There were a number of factors that influenced Prince Henry's voyages of exploration. But along with these emerged another, more pragmatic, reason to explore. Although the Portuguese had long viewed the Atlantic as their major trading area and they had few business interests in the Mediterranean, Prince Henry saw Africa as a rich market teeming with natural resources and raw materials.

Portugal exported salt, wine, fresh and dried fruit, oil, honey, dried shellfish, cork, hops, and other raw materials to northern Europe in exchange for grain and flour, dried and salted fish, dairy products, metals, wood and other forest products for shipbuilding, textiles and other manufactured goods. Although the fifteenth and sixteenth centuries are noted as a period of expansion of European influence, it is important to note that this era of commercial and colonial expansion was not the first. In fact, commercial trade enjoyed a long and extensive history in the Mediterranean and the Atlantic, both in luxury items and articles of general consumption.

At the time of its conquest by the Portuguese, Ceuta was home to approximately 24,000 commercial establishments - some amounted to no more than market stalls - dealing in precious metals, silks, spices, and weapons, but since the Portuguese occupation of the city, trade gradually diminished to nothing. There were two ways to revitalise the city: either the Portuguese could establish a lasting peace with the North Africans, or they could conquer the territory around Ceuta to provide the city with an economic hinterland from which they could draw resources and markets. Because conflict between Islam and European Christianity prohibited a lasting peace from being established, in later years the Portuguese would try to gain control of the economic hinterland with disastrous results.

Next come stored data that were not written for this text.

PR #3281, opened 2024-06-02
Sort indices while removing constraints to fix #3127

### LINKED ISSUE #3127: HiGHS solver does not update the model correctly after variable fix/unfix
## Summary

HiGHS solver does not update the model correctly after a sequence of variable fix/unfix. This only occurs when the treat_fixed_vars_as_params flag is True (the default option).

```python
import pyomo.environ as pyo
from pyomo.contrib import appsi

m = pyo.ConcreteModel()
m.x = pyo.Var(domain = pyo.Binary)
m.y = pyo.Var(domain = pyo.Binary)
m.fx = pyo.Var(domain = pyo.NonNegativeReals)
m.fy = pyo.Var(domain = pyo.NonNegativeReals)
m.c1 = pyo.Constraint(expr = m.fx <= m.x)
m.c2 = pyo.Constraint(expr = m.fy <= m.y)
m.c3 = pyo.Constraint(expr = m.x + m.y <= 1)

m.obj = pyo.Objective(
    expr = m.fx * 0.5 + m.fy * 0.4, 
    sense = pyo.maximize,
)

opt = appsi.solvers.Highs()
opt.config.load_solution = False
# opt.update_config.treat_fixed_vars_as_params = False

# solution 1 has m.x == 1 and m.y == 0
r = opt.solve(m)
print(r)
assert r.best_feasible_objective is not None

# solution 2 has m.x == 0 and m.y == 1
m.y.fix(1)
r = opt.solve(m)
print(r)
assert r.best_feasible_objective is not None

# solution 3 should be equal solution 1 but get infeasible
m.y.unfix()
m.x.fix(1)
r = opt.solve(m)
print(r)
assert r.best_feasible_objective is None
```

gives

```console
termination_condition: TerminationCondition.optimal
best_feasible_objective: 0.5
best_objective_bound: 0.5
termination_condition: TerminationCondition.optimal
best_feasible_objective: 0.4
best_objective_bound: 0.4
termination_condition: TerminationCondition.infeasible
best_feasible_objective: None
best_objective_bound: inf
```

The expected behavior is that in the 3rd solve the solution obtained is the same as the first solve. This behavior is only achieved if the treat_fixed_vars_as_params flag is set to False.

### Error Message

The highs log gives a hint : ERROR:   Set supplied to Highs::deleteRows is not ordered

Pyomo version: 6.7.0
Python version:  3.9.16
Operating system: Win 11
Solver (if applicable): highspy 1.5.3

kutlay:
## Summary/Motivation:
Issue 3127 showed that HiGHs solution was different when the same variable was fixed and unfixed. A solution should not change after fixing and unfixing the same variable. The issue showed the hint that HiGHs solver was expecting the deleted row indices to be sorted. This fix sorts the indices before sending it to the solver.

Unfortunately, HiGHs code doesn't explain why the indices supplied to deleteRows need to be sorted: https://github.com/ERGO-Code/HiGHS/blob/13363c9f1252b015cf6527132eb9cf8f4b5bf020/src/lp_data/Highs.cpp#L2871-L2883

However, the error message indicates that they need to be sorted, so I can't think of any problems sorting the indices in pyomo other than slight degradation in performance because of sorting.

- Sort indices before sending to the solver to be removed
- Test the fix / unfix functionality

### Legal Acknowledgement


pyomo/contrib/appsi/solvers/tests/test_highs_persistent.py
```diff
@@ -80,6 +80,43 @@ def test_mutable_params_with_remove_vars(self):
...
+            expr = m.fx * 0.5 + m.fy * 0.4, 
+            sense = pe.maximize,
+        )
+
+        opt = Highs()
+
+        # solution 1 has m.x == 1 and m.y == 0
+        r = opt.solve(m)
+        solution_1_objective = r.best_feasible_objective
+        assert r.best_feasible_objective is not None
```
jsiirola, line 105: As general practice, Pyomo makes use of unittest-style assertions in tests (so here, `self.assertIsNotNone(r.best_feasible_objective)`, or better yet, test the actual result returned by HiGHS (`self.assertAlmostEqual(r.best_feasible_objective, 0.5, places=5)`)

pyomo/contrib/appsi/solvers/tests/test_highs_persistent.py
```diff
@@ -80,6 +80,43 @@ def test_mutable_params_with_remove_vars(self):
...
+        m.c3 = pe.Constraint(expr = m.x + m.y <= 1)
+
+        m.obj = pe.Objective(
+            expr = m.fx * 0.5 + m.fy * 0.4, 
+            sense = pe.maximize,
+        )
+
+        opt = Highs()
+
+        # solution 1 has m.x == 1 and m.y == 0
```
jsiirola, line 102: It would be good to test the actual result returned by HiGHS here and after the next two solves.  Something like
```python
self.assertAlmostEqual(m.fx.value, 1, places=5)
self.assertAlmostEqual(m.fy.value, 0, places=5)
```

jsiirola (changes requested):
This looks pretty reasonable.  Thank you!

Two really minor updates to the test and I think this can be merged.

kutlay:
@jsiirola Thank you for the help! Changes are done and it should be good to go now.

jsiirola (approved):

mrmundt:
@kutlay  - can you please install the latest version of [`black`](https://pypi.org/project/black/) and run `black -S -C` on your code? Thank you!

kutlay:
@mrmundt sorry for the delay, the black reformatting is done. You can kick off the workflow again.

mrmundt:
@kutlay - FYI, the pypy job will fail, but it's not your fault.

blnicho (approved):

blnicho:
We're waiting for Jenkins to run on this before merging.

PR #3293, opened 2024-06-17
Constraint: only store the original expression (not lower/body/upper)

jsiirola:
## Summary/Motivation:
This PR changes the internal data store for Constraint to only store the original (relational) expression and not break it apart into (`lower`, `body`, and `upper`).  Those attributes are preserved as properties (and the expression rearrangement happens dynamically when they are called).  Most clients who need the expression "standardized" should use the new `normalize_constraint()` method (which is more efficient, as it avoids duplicate work and unnecessary calls to `as_numeric()`).

While this would appear to be strictly cosmetic, this change is the first part of the templatized LP writer.

- remove `_lower`, `_body`, and `_upper` ConstraintData attributes
- enforce the use of `.args` as the only public API for getting at an expression's arguments
- update persistent interfaces to look at the `expr` (and not `body` ) to detect changed expressions
- update FBBT to use the same relational expression handling logic as `compute_bounds_on_expression`

### Legal Acknowledgement


pyomo/core/base/constraint.py
```diff
@@ -317,15 +337,22 @@ def expr(self):
...
         # Clear any previously-cached normalized constraint
-        self._lower = self._upper = self._body = self._expr = None
-
+        self._expr = None
         if expr.__class__ in _known_relational_expressions:
+            if getattr(expr, 'strict', False) in _strict_relational_exprs:
+                raise ValueError(
+                    "Constraint '%s' encountered a strict "
+                    "inequality expression ('>' or '< '). All"
+                    " constraints must be formulated using "
```
mrmundt, line 351: This doesn't matter and I won't bother you to change it but the inconsistent space at end / beginning of new lines irked me here.

pyomo/core/base/constraint.py
```diff
@@ -64,6 +64,7 @@
     InequalityExpression,
     RangedExpression,
 }
+_strict_relational_exprs = {True, (False, True), (True, False), (True, True)}
```
mrmundt, line 67: Do you really need to declare this as a global var if you're only using it once?

jsiirola: Yes: It is used once, but for every ConstraintData... so for a 200M constraint problem, that would create and throw away the set 200M times 

[This is one of the weird(er) performance tricks: if you are looking up into a group of more than ~2 things, it is faster to use a set than, say, a list - but only if you are not creating & throwing the set away each time]

pyomo/core/base/constraint.py
jsiirola: Fixed.

pyomo/core/base/constraint.py
```diff
@@ -167,126 +168,145 @@ def __init__(self, expr=None, component=None):
...
 
     def __call__(self, exception=True):
         """Compute the value of the body of this constraint."""
-        return value(self.body, exception=exception)
+        body = self.normalize_constraint()[1]
+        if body.__class__ not in native_numeric_types:
+            body = value(self.body, exception=exception)
+        return body
+
+    def normalize_constraint(self):
```
emma58, line 182: I'm not sure I like the name of this method... 'Normalize' makes me think of means of 1 and stuff... Could it be `tupelize_constraint` or something?

pyomo/core/base/constraint.py
```diff
@@ -422,120 +449,6 @@ def set_value(self, expr):
                     "\n   (0, model.price[item], 50)" % (self.name, str(expr))
                 )
                 raise ValueError(msg)
-        #
-        # Normalize the incoming expressions, if we can
-        #
```
emma58, line 427: This is a very beautiful block of deleted code! :D

pyomo/core/kernel/constraint.py
```diff
@@ -177,6 +177,9 @@ class _MutableBoundsConstraintMixin(object):
     # Define some of the IConstraint abstract methods
     #
 
+    def normalize_constraint(self):
+        return self.lower, self.body, self.upper
```
emma58, line 181: If you agree with my naming quibbles, this should change too.

pyomo/core/tests/unit/test_con.py
```diff
@@ -134,9 +168,11 @@ def rule(model):
         model.c = Constraint(rule=rule)
 
         self.assertEqual(model.c.equality, False)
-        self.assertEqual(model.c.lower, None)
+        self.assertEqual(model.c.lower, float('-inf'))
```
emma58, line 171: Is this change backwards compatible? Or were we testing for the existence of a bug?

emma58 (commented):
This mostly looks good (nice sneaky FBBT additions!), but I have quibbles with the naming of `normalize_constraint`.

pyomo/core/base/constraint.py
jsiirola: I'm not too keen on `tuplize_constraint` (it doesn't feel very descriptive); but I agree that `normalize_constraint` is probably worse.  What about `standardize_constraint` or `to_range_constraint` (the latter is a bit misleading as it does not return a `RangedExpression`)?

emma58: Hmmm. I actually kind of like `to_range_constraint`... Maybe `to_tuple` (also not super descriptive, but since we accept Constraint expressions in that form, it kinda makes sense)? I don't love `standardize_constraint` because of potential standard form connotations, but I do like it a lot better than `normalize_constraint`!

jsiirola: `to_bounded_expression()`?

emma58: Oooo, I think I like that one!

pyomo/core/tests/unit/test_con.py
jsiirola: We were testing for the existence of a bug:  By (current) convention, `lower` returns the *expression* for the lower bound and `lb` returns the *value* (or `None` if not specified or `-inf`).  The problem was that in the old world order, some bounds processing was done "early" in `set_value` -- including some of the conversion from +/-inf to `None`.  We now defer that processing until the user asks for the value.  So, in this test, since the user provided the "expression" `float('-inf')` for the lower bound, the "correct" thing to do is return that expression from `lower`.

pyomo/core/base/constraint.py
jsiirola: Implemented!

pyomo/contrib/fbbt/tests/test_fbbt.py
```diff
@@ -1335,3 +1335,31 @@ def test_named_expr(self):
 class TestFBBT(FbbtTestBase, unittest.TestCase):
     def setUp(self) -> None:
         self.tightener = fbbt
+
+    def test_ranged_expression(self):
+        # The python version of FBBT is slightly more flexible than
+        # APPSI's cmodel (it allows - and correctly handles -
+        # RangedExpressions with variable lower / upper bounds.  If we
```
mrmundt, line 1342: I think this is missing a close parenthesis?

mrmundt (approved):
I had one minor nitpick about a missed close-parenthesis but otherwise, I'm happy with it!

emma58 (approved):

pyomo/core/tests/unit/test_con.py
```diff
@@ -84,21 +84,55 @@ def rule(model):
...
-            return (model.x, float('inf'))
-
-        model.c = Constraint(rule=rule)
-        self.assertRaises(ValueError, model.create_instance)
-
-        model = self.create_model(abstract=True)
-
-        def rule(model):
-            return (float('inf'), model.x)
+        model = self.create_model(abstract=True).create_instance()
```
blnicho, line 87: Why not change this to just create a `ConcreteModel`? Are there behaviors we expect with `AbstractModels` that are no longer being tested because of this change?

pyomo/core/tests/unit/test_con.py
```diff
@@ -276,21 +324,23 @@ def rule(model):
...
 
     def test_expr_construct_inf_equality(self):
-        model = self.create_model(abstract=True)
-
-        def rule(model):
-            return model.x == float('inf')
-
-        model.c = Constraint(rule=rule)
-        self.assertRaises(ValueError, model.create_instance)
+        model = self.create_model(abstract=True).create_instance()
```
blnicho, line 327: Same question about just using `ConcreteModel`.

pyomo/core/base/constraint.py
```diff
@@ -167,126 +168,172 @@ def __init__(self, expr=None, component=None):
...
+        This method "standardizes" the expression into a 3-tuple of
+        expressions: (`lower_bound`, `body`, `upper_bound`).  Upon
+        conversion, `lower_bound` and `upper_bound` are guaranteed to be
+        `None`, numeric constants, or fixed (not necessarily constant)
+        expressions.
+
+        Note
+        ----
+        As this method operates on the *current state* of the
+        expression, the any required expression manipulations (and by
```
blnicho, line 194:
```suggestion
        expression, any required expression manipulations (and by
```

pyomo/core/base/constraint.py
```diff
@@ -167,126 +168,172 @@ def __init__(self, expr=None, component=None):
...
+        extension, the result) can change after fixing / unfixing
+        :py:class:`Var` objects.
+
+        Raises
+        ------
+
+        ValueError: Raised if the expression cannot be mapped to this
+            form (i.e., :py:class:`RangedExpression` constraints with
+            variable lower of upper bounds.
```
blnicho, line 203:
```suggestion
            variable lower or upper bounds.
```

blnicho (commented):
I suspect that this section in `pyomo.contrib.sensitivity_toolbox` can also be simplified with this change: https://github.com/Pyomo/pyomo/blob/1ada528693d8879f17978fe47263f8bb2b467b0a/pyomo/contrib/sensitivity_toolbox/sens.py#L693

pyomo/core/tests/unit/test_con.py
jsiirola: I think we *could* just switch this over to a ConcreteModel.  I left it as it was mostly to minimize changes in old code / tests.  The biggest reason for the change here was to remove the test for an exception on model creation, as this PR defers the bounds sanity checking until later (model compilation step and not model construction step).

pyomo/core/tests/unit/test_con.py
jsiirola: Same as above: we certainly could change these tests, but I didn't to minimize (unnecessary) changes to old code.

jsiirola:
@blnicho: I went ahead and updated the logic in `sens.py`, but did not rework the use of abstract models in the old Constraint tests

blnicho:
@jsiirola I don't see the changes to `sens.py`. Did you forget to push?

blnicho (approved):

PR #3295, opened 2024-06-19
PyomoNLP scaling factors on sub-blocks

bknueven:
## Summary/Motivation:
Scaling factors in the `PyomoNLP` interface will not be applied if the `scaling_factor` Suffix is on a sub-block.

- Change `PyomoNLP` scaling determination methods to use `SuffixFinder` instead (23d316e, a7791e1)
- Change `PyomoGreyBoxNLP` and `PyomoNLPWithGreyBoxes` to use `SuffixFinder` (8215ef8, c7b1bca)
- Maintain backwards compatibility ([9ca3928](https://github.com/Pyomo/pyomo/pull/3295/commits/9ca392825ad90696d06440845f74ff33392c4f4a))
- Update the tests so they fail with nested `scaling_factors` (0b4d16b) 

As-is this PR would change the behavior of these methods in that they would always return scaling factors. I cannot seem to exactly replicate the prior behavior which would allow all existing tests to pass without modification.

### Legal Acknowledgement


pyomo/contrib/pynumero/algorithms/solvers/tests/test_cyipopt_interfaces.py
```diff
@@ -156,9 +156,9 @@ def test_model1_CyIpoptNLP_scaling(self):
 
         cynlp = CyIpoptNLP(PyomoNLP(m))
         obj_scaling, x_scaling, g_scaling = cynlp.scaling_factors()
-        self.assertTrue(obj_scaling is None)
-        self.assertTrue(x_scaling is None)
-        self.assertTrue(g_scaling is None)
+        self.assertTrue(obj_scaling == 1.0)
+        self.assertTrue((x_scaling == 1.0).all())
+        self.assertTrue((g_scaling == 1.0).all())
```
Robbybp, line 161: Not sure how others feel about this, but I would prefer to maintain backwards compatibility here. I care less about the `CyIpoptNLP.scaling_factors` than maintaining consistency of `PyomoNLP.get_primals_scaling`. Somebody could very well be using `PyomoNLP.get_primals_scaling() is None` to check whether scaling is used.

pyomo/contrib/pynumero/interfaces/pyomo_nlp.py
```diff
@@ -298,34 +299,24 @@ def get_inequality_constraint_indices(self, constraints):
...
-            for i, v in enumerate(self.get_pyomo_variables()):
-                if v in scaling_suffix:
-                    primals_scaling[i] = scaling_suffix[v]
-            return primals_scaling
-        return None
+        scaling_suffix_finder = SuffixFinder('scaling_factor', 1.0)
+        primals_scaling = np.ones(self.n_primals())
+        for i, v in enumerate(self.get_pyomo_variables()):
+            primals_scaling[i] = scaling_suffix_finder.find(v)
+        return primals_scaling
```
Robbybp, line 311: Returning ones instead of `None` here when no scaling factors have been defined is the backward incompatibility I'm concerned about. Maybe something like this would be better?
```python
scaling_suffix_finder = SuffixFinder("scaling_factor")
scaling_factors = [scaling_suffix_finder.find(v) for v in self.get_pyomo_variables()]
has_scaling_factors = any(sf is not None for sf in scaling_factors)
if has_scaling_factors:
    return [sf if sf is not None else 1.0 for sf in scaling_factors]
else:
    return None
```
It's not exactly the same as having any non-empty `scaling_factor` suffix used to be enough to avoid returning `None`. Now we need to actually contain one of the primal variables. Maybe we could make the `SuffixFinder._get_suffix_list` method public, and return `None` if all these suffixes are empty?

Robbybp (commented):
Thanks for the PR, this is a good change. I have a minor concern about backward incompatibility, see below. Also, can you add a small unit test to `TestPyomoNLP` in `test_nlp.py` that exercises this functionality?

pyomo/contrib/pynumero/interfaces/pyomo_nlp.py
bknueven: I implemented something equivalent originally (see https://github.com/Pyomo/pyomo/pull/3295/commits/23d316e857b35e81d990114a918f215e5e3a556e) but this will break the existing "hacks" in the implicit function solver: https://github.com/Pyomo/pyomo/blob/ae354aeb7d62b62b049143be84ac6a7437bbe44d/pyomo/contrib/pynumero/algorithms/solvers/implicit_functions.py#L406-L410

To support both cases this function could an optional argument `always_return_numeric=False` or something similar to determine which behavior is desired. Maybe you have a better idea about how to de-conflict?

Robbybp: Yes, if we do this, I'll have to explicitly set scaling factors to 1 in the implicit function solver, which wouldn't be the worst thing ever. I think explicitly checking `SuffixFinder._get_suffix_list` for at least one non-empty suffix would get around this as well.

bknueven: In 9ca3928 I have opted just to replicate the original check. This seems the safest and doesn't involve accessing private methods or modifying other parts of Pyomo.

bknueven:
> Thanks for the PR, this is a good change. I have a minor concern about backward incompatibility, see below. Also, can you add a small unit test to `TestPyomoNLP` in `test_nlp.py` that exercises this functionality?

Thanks for the review. I believe I have address all comments except for potential modifications to `SuffixFinder` to support a `context` argument. I believe the same potential issue would also affect the NL writer.

pyomo/contrib/pynumero/interfaces/pyomo_grey_box_nlp.py
```diff
@@ -227,12 +228,12 @@ def __init__(self, pyomo_model):
...
-            need_scaling = True
-            for i, v in enumerate(self._pyomo_model_var_datas):
-                if v in scaling_suffix:
-                    self._primals_scaling[i] = scaling_suffix[v]
+        scaling_suffix_finder = SuffixFinder('scaling_factor')
+        for i, v in enumerate(self._pyomo_model_var_datas):
+            v_scaling = scaling_suffix_finder.find(v)
+            if v_scaling is not None:
+                need_scaling = True
+                self._primals_scaling[i] = v_scaling
```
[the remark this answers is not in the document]
Robbybp: @blnicho @jsiirola Can I get a second opinion here? The question is: what should happen when a PyomoNLP is constructed from a subblock that has relevant scaling factors on the parent block:
```python
import pyomo.environ as pyo
from pyomo.contrib.pynumero.interfaces.pyomo_nlp import PyomoNLP

m = pyo.ConcreteModel()
m.b = pyo.Block()
m.b.x = pyo.Var([1, 2], initialize={1: 100, 2: 20})

# Components so we don't have an empty NLP
m.b.eq = pyo.Constraint(expr=m.b.x[1]*m.b.x[2] == 2000)
m.b.obj = pyo.Objective(expr=m.b.x[1]**2 + m.b.x[2]**2)

m.scaling_factor[m.b.x[1]] = 1e-2
m.scaling_factor[m.b.x[2]] = 1e-1

nlp = PyomoNLP(m.b)
scaling = nlp.get_primals_scaling()
print(scaling)
```
Current behavior:
```console
None
```
Proposed:
```console
[0.01, 0.1 ]
```

Robbybp (commented):
Thanks for making this backwards compatible. That part looks good. Just want to get a second opinion about suffixes on parent components.

pyomo/contrib/pynumero/interfaces/pyomo_grey_box_nlp.py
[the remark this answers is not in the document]
jsiirola: I think that I would advocate the old behavior (although I can see value in both approaches!).

My rationale is the following: if we define a "model" as all "active components reachable through active blocks contained within the reference block," then we should exclude Suffixes outside of the subtree, as Suffix is an active component.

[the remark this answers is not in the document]
Robbybp: I'm inclined to agree.

blnicho:
@bknueven the PR adding the `context` option to `SuffixFinder` has been merged. I think you were planning to use that in this PR based on the discussion during the dev call. Leave a comment when this is ready to re-review.

bknueven:
@Robbybp @blnicho this is ready for re-review after integrating the new `context` option for the `SuffixFinder`.

pyomo/contrib/pynumero/interfaces/pyomo_nlp.py
```diff
@@ -298,34 +299,51 @@ def get_inequality_constraint_indices(self, constraints):
...
+        # maintain backwards compatibility
         scaling_suffix = self._pyomo_model.component('scaling_factor')
         if scaling_suffix and scaling_suffix.ctype is pyo.Suffix:
-            if obj in scaling_suffix:
-                return scaling_suffix[obj]
-            return 1.0
-        return None
+            return 1.0 if val is None else val
+        else:
+            return val
```
jsiirola, line 308: This is fine, but could be significantly simpler:
```python
scaling_finder = SuffixFinder('scaling_factor', default=1.0, context=self._pyomo_model)
val = suffix_finder.find(self.get_pyomo_objective())
if not scaling_finder.all_suffixes:
    return None
return val
```

pyomo/contrib/pynumero/interfaces/pyomo_nlp.py
```diff
@@ -298,34 +299,51 @@ def get_inequality_constraint_indices(self, constraints):
...
         scaling_suffix = self._pyomo_model.component('scaling_factor')
         if scaling_suffix and scaling_suffix.ctype is pyo.Suffix:
-            primals_scaling = np.ones(self.n_primals())
-            for i, v in enumerate(self.get_pyomo_variables()):
-                if v in scaling_suffix:
-                    primals_scaling[i] = scaling_suffix[v]
             return primals_scaling
-        return None
+        else:
+            return ret
```
jsiirola, line 327: This is fine, but could be significantly simpler:
```python
scaling_finder = SuffixFinder('scaling_factor', default=1.0, context=self._pyomo_model)
primals_scaling = numpy.fromiter(
    (scaling_finder.find(v) for v in self.get_pyomo_variables()), 
    count=self.n_primals(),
)
if not scaling_finder.all_suffixes:
    return None
return primals_scaling
```

pyomo/contrib/pynumero/interfaces/pyomo_nlp.py
```diff
@@ -298,34 +299,51 @@ def get_inequality_constraint_indices(self, constraints):
...
         scaling_suffix = self._pyomo_model.component('scaling_factor')
         if scaling_suffix and scaling_suffix.ctype is pyo.Suffix:
-            constraints_scaling = np.ones(self.n_constraints())
-            for i, c in enumerate(self.get_pyomo_constraints()):
-                if c in scaling_suffix:
-                    constraints_scaling[i] = scaling_suffix[c]
             return constraints_scaling
-        return None
+        else:
+            return ret
```
jsiirola, line 346: This is fine, but could be significantly simpler:
```python
scaling_finder = SuffixFinder('scaling_factor', default=1.0, context=self._pyomo_model)
constraints_scaling = numpy.fromiter(
    (scaling_finder.find(v) for v in self.get_pyomo_constraints()), 
    count=self.n_constriaints(),
)
if not scaling_finder.all_suffixes:
    return None
return constraints_scaling
```

pyomo/contrib/pynumero/interfaces/pyomo_nlp.py
```diff
@@ -607,12 +625,18 @@ def __init__(self, pyomo_model):
...
+            if v_scaling is not None:
+                need_scaling = True
+                self._primals_scaling[i] = v_scaling
+        # maintain backwards compatibility
+        scaling_suffix = self._pyomo_model.component('scaling_factor')
         if scaling_suffix and scaling_suffix.ctype is pyo.Suffix:
             need_scaling = True
-            for i, v in enumerate(self.get_pyomo_variables()):
-                if v in scaling_suffix:
-                    self._primals_scaling[i] = scaling_suffix[v]
```
jsiirola, line 615: This is fine, but could be significantly simpler:
```python
scaling_finder = SuffixFinder('scaling_factor', default=1.0, context=self._pyomo_model)
self._primals_scaling = numpy.fromiter(
    (scaling_finder.find(v) for v in self.get_pyomo_variables()), 
    count=self.n_primals(),
)
need_scaling = bool(scaling_finder.all_suffixes)
```

jsiirola (approved):
This is fine, but there is a cleaner / more efficient way to make use of the SuffixFinder

bknueven:
> This is fine, but there is a cleaner / more efficient way to make use of the SuffixFinder

Thanks for showing me that; I implemented your suggestion.

Robbybp (commented):
Can you add a test that makes sure we don't pull a scaling factor from a parent block?

bknueven:
> Can you add a test that makes sure we don't pull a scaling factor from a parent block?

Sure, I just copy+pasted your example above and made it a test in 7e79e19.

Robbybp (approved):
Thanks, looks good.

As we have seen, there were a number of reasons that Prince Henry began his voyages of exploration. Azurara, one of Prince Henry's contemporaries and chroniclers, summarised them as:

1. The desire to know the country beyond Cape Bojador. 2. To establish trade relations advantageous to Portugal. 3. To determine the strength of his enemies in the region. 4. To seek allies to help wage battles against the enemies of Christianity. 5. To spread Christianity. The collapse of the Roman Empire in the fifth century did not bring with it the decline of commerce and trade in North Africa. Indeed, control of trade had merely fallen into local hands. When Portugal attempted to re-enter the North African trade, they discovered that they had to rely on a great number of intermediaries to do business, denying them the indispensable source of travel to gather information about African geography. The capture of Ceuta in 1415 meant, however, that Portuguese settlers were exposed to a larger number of stories about the interior of Africa. Denied the opportunity to explore the interior of Africa by land, Henry began to set his mind to an alternate approach; instead of exploring Africa directly, Prince Henry would attempt an encirclement, and would explore Africa by sea.

The two captains Prince Henry chose for his first expedition to explore Cape Bojador were not experienced sailors. Perhaps the selection was deliberate, for it seemed unlikely that any experienced sailor who had come into contact with the myths and legends surrounding sea travel would willingly sail into the unknown.

The Age of Exploration marked the apogee of Portuguese imperial power and wealth. At the beginning of the fifteenth century Portugal had a population of one and a quarter million and an economy dependent on maritime trade with Northern Europe. Although Portugal lacked the wealth and population of its contemporaries, it would lead the European community in the exploration of sea routes to the African continent, the Atlantic Islands, and to Asia and South America over the course of the sixteenth century.